Я, впрочем, не знаю, как он подходил, с какими усилиями. Я пишу только о Блоке, которого видели мои собственные глаза.
А мы с ним даже и не говорили почти никогда друг о друге — о нашей человеческой жизни. Особенно в первые годы нашей дружбы. Во всяком случае, не говорили о фактах, прямо, а лишь «около» них.
Мне была известна, конечно, общая биография Блока, то, что его родители в разводе, что он живет с матерью и отчимом, что отец его — в прибалтийском крае, а сестру, оставшуюся с отцом, Блок почти не знает. Но я не помню, когда и как мне это стало известно. Отражения фактов в блоковской душе мне были известнее самих фактов.
Мы засиделись однажды — над корректурой или над другой какой-то работой по журналу — очень поздно. Так поздно, что белая майская ночь давно промелькнула. Солнце взошло и стояло, маленькое и бледное, уже довольно высоко. Но улицы, им облитые, были совершенно пусты: город спал, — ведь была глубокая ночь.
Я люблю эти солнечные часы ночного затишья, светлую жуть мертвого Петербурга (какое страшное в ней было предсказанье!). Я говорю Блоку:
— Знаете? Пойдемте гулять.
И вот мы уже внизу, на серых, скрипящих весенней пылью, плитах тротуара. Улицы прямы, прямы, тишина, где-то за забором поет петух... Мы точно одни в целом городе, в нашем, нами милом. Он кажется мертвым, но мы знаем — он только спит...
Опять не помню, о чем мы говорили. Помню только, что нам было весело, и разговор был легкий, как редко с Блоком...
Уже возвращаясь, почти у моей двери, куда он меня проводил, я почему-то спрашиваю его:
— А вы как думаете, вы женитесь, Александр Александрович?
Он неожиданно быстро ответил:
— Да.

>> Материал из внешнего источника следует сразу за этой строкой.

Issue #1987, opened 2024-12-21
Accessibility issue in ExDoc headers


josevalim:
The experience could be improved further if those links to "view source" and "link to this function" were semantically outside of the heading. Currently if you navigate to e.g. "API Reference", the announcement says "Navigated to view source API reference". It would require a bit of a CSS rewrite.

Думаю, что женюсь.
И прибавил еще:
— Очень думаю.
Это все, но для меня это было так ясно, как если бы другой весь вечер говорил мне о вот-вот предстоящей свадьбе.
На мой вопрос кому-то:
— Вы знаете, что Блок женится? — ответ был очень спокойный:
— Да, на Любочке Менделеевой. Как же, я знал ее еще девочкой, толстушка такая.
7
Все это лето мы с Блоком не переписывались. Осенью кто-то рассказал мне, что Блок, женившись, уехал в Шахматово, что жена его какая-то удивительная прелесть, что у них в Шахматове долго гостили Боря Бугаев и Сережа Соловьев (сын Михаила и Ольги Соловьевых).

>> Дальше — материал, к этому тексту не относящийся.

PR #1995, opened 2025-01-02
Page load improvements

liamcmitchell:
Main improvement is reducing the layout shift caused by the sidebar popping in on page load.

* Set sidebar state & width in `inline_html.js`
* Reduce sidebar state & animation classes from 6 to 2
* Remove redundant body selectors
* Add max width to drawer
* Refactor `sidebar-drawer.js` to reduce indirection and simplify logic
* Register sidebar size observer on mousedown to avoid recording non-user changes and triggering DOM updates
* Simplify sidebar animation sequence reducing DOM updates and callbacks
* Refactor `theme.js`
* Remove toast on browser theme change (it made the code cleaner and I thought it was OK to go)
* Change script tags to [`defer`](https://developer.mozilla.org/en-US/docs/Web/HTML/Element/script#async_and_defer) - this removes the need for `onDocumentReady` helper but I thought I would stop my refactoring here

My machine is too old to capture accurate video of page load so instead I'm showing page load recordings from Chrome devtools performance tab.

## Before

https://github.com/user-attachments/assets/8a4af095-bf24-4b78-9726-ca3ed11b484a

## After

https://github.com/user-attachments/assets/ff67b618-a82c-4d40-aad1-fd76c54aca8d

Biggest layout shift is now `0.4` instead of `0.9`, page loads a little faster, assets are a little smaller.

### DIFF
--- a/assets/css/layout.css
+++ b/assets/css/layout.css
@@ -104,7 +104,7 @@ body {
     max-width: 90vw;
   }
 
-  .sidebar-button {
+  body:not(.sidebar-open) .sidebar-button {
     position: absolute;
   }
 }
--- a/assets/css/layout.css
+++ b/assets/css/layout.css
@@ -27,15 +27,17 @@ body {
   height: 100%;
 }
 
+/* Sidebar is closed by default and opened with body.sidebar-opened. */
 .sidebar {
-  display: flex;
+  display: none;
   flex-direction: column;
   width: var(--sidebarWidth);
   min-width: var(--sidebarMinWidth);
+  max-width: 50vw;
   height: 100%;
   position: fixed;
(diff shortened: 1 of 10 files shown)


josevalim:
This looks great @liamcmitchell! I found only one regression. On small screens, the hamburger for opening and closing the sidebar is moving with the page, instead of remaining static. You can see it it is out of place in the screenshot below:

Screenshot 2025-01-02 at 09 45 47

If you scroll further, then it fully disappears!

liamcmitchell:
Sorry, didn't check other stylesheets for the classes I removed.

Fixed this and a few other issues.

josevalim:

Всю последующую зиму обстоятельства так сложились, что Блок почти не появлялся на нашем горизонте. Журнал продолжался (Религиозно-философские собрания были запрещены свыше), но личное горе, постигшее меня в начале зимы, приостановило мою работу в нем на некоторое время. У нас не бывал никто, — изредка молодежь, ближайшие сотрудники журнала, — все, впрочем, друзья Блока.
Помнится как-то, что был и он. Да, был, — в первый раз после своей женитьбы. Он мне показался абсолютно таким же, ни на йоту не переменившимся. Немного мягче, но, может быть, просто мы обрадовались друг другу. Он мне принес стихи, — и стихи были те же, блоковские, полные той же прелестью, говорящие о той же Прекрасной Даме.

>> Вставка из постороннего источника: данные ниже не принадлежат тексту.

PR #2006, opened 2025-01-04
Page load improvements

liamcmitchell:
Minor performance improvements and refactoring.

* remove `mix compile --force` from asset build watch script
* styling
  * set `apple-os` class in `inline_html.js`
  * remove `non-apple-os` class, replace with `:not(.apple-os)` selector
  * update `isAppleOs()` helper to query this class for source of truth
* content
  * replace `fixLinks()` & `.no-underline` with CSS-only `:has(code, img)` selector
  * remove `fixSpacebar()`, there is no need to focus content to enable keybinds
  * inline and refactor `setLivebookBadgeUrl()` - the only remaining code
* copy-button
  * optimise button HTML, remove unneeded attrs, replace `span.sr-only` with appropriate attrs on svg
  * replace `.insertAdjacentHTML()` with `.cloneNode()` (only parses HTML once)
  * implement array filters in query selectors
* makeup
  * inline many things
  * implement mouseenter/leave callbacks in single function, no need for closures
  * only search parent for matching delimiters
* search-bar
  * remove reading of `window.scrollY` on init, this forces layout and is not required
  * refactor logic
  * remove `scrollThreshold` of 70 px, looking at git history and PR comments, this is no longer needed
* tooltips
  * inline HTML, no need for handlebars
  * inline a few functions
  * move filter logic into query selectors
  * remove need for closures in event handlers

Performance improvement is so minor, I can't record it reliably. JS is 0.8kb smaller.

### DIFF
--- a/assets/README.md
+++ b/assets/README.md
@@ -22,7 +22,7 @@ $ npm run --prefix assets build
 
 Build a complete production bundle, including JavaScript and CSS.
 
-(Note that this is not required to be manually run when generating docs: if you run `mix build` at the `ExDoc` root after changing your assets, the assets will be recompiled, `mix compile --force` will be invoked, and fresh docs with your changes will be generated.)
+(Note that this is not required to be manually run when generating docs: if you run `mix build` at the `ExDoc` root after changing your assets, the assets will be recompiled and fresh docs with your changes will be generated.)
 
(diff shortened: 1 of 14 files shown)


josevalim:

И разговор наш был такой же. Только один у меня вырвался прямой вопрос, совсем ненужный, в сущности:
— Не правда ли, ведь, говоря о Ней, вы никогда не думаете, не можете думать, ни о какой реальной женщине?
Он даже глаза опустил, точно стыдясь, что я могу предлагать такие вопросы:
— Ну, конечно, нет, никогда.
И мне стало стыдно. Такой опасности для Блока, и женившегося, не могло существовать. В чем я его подозреваю! Надо же было видеть, что женитьба изменила его... пожалуй, даже слишком мало.
При прощании:
— Вы не хотите меня познакомить с вашей женой?
— Нет. Не хочу. Совсем не надо.
8
Мне не хотелось бы касаться никого из друзей Блока, только одного его друга (и бывшего моего) — Бориса Бугаева — «Андрея Белого» — обойти молчанием невозможно.
Он не умер. Для меня, для многих русских людей он как бы давно умер. Но это все равно. О живых или о мертвых говоришь — важно говорить правду. И о живых и о мертвых, одинаково, нельзя сказать всей фактической правды. О чем-то нужно умолчать, и о худом, и о хорошем.
Об Андрее Белом, специально, мне даже и охоты нет писать. Я возьму прежнего Борю Бугаева, каким он был в те времена, и лишь постольку, поскольку того требует история моих встреч с Блоком.
Трудно представить себе два существа более противоположные, нежели Боря Бугаев и Блок. Их различие было до грубости ярко, кидалось в глаза. Тайное сходство, нить, связывающая их, не так легко угадывалась и не очень поддавалась определению.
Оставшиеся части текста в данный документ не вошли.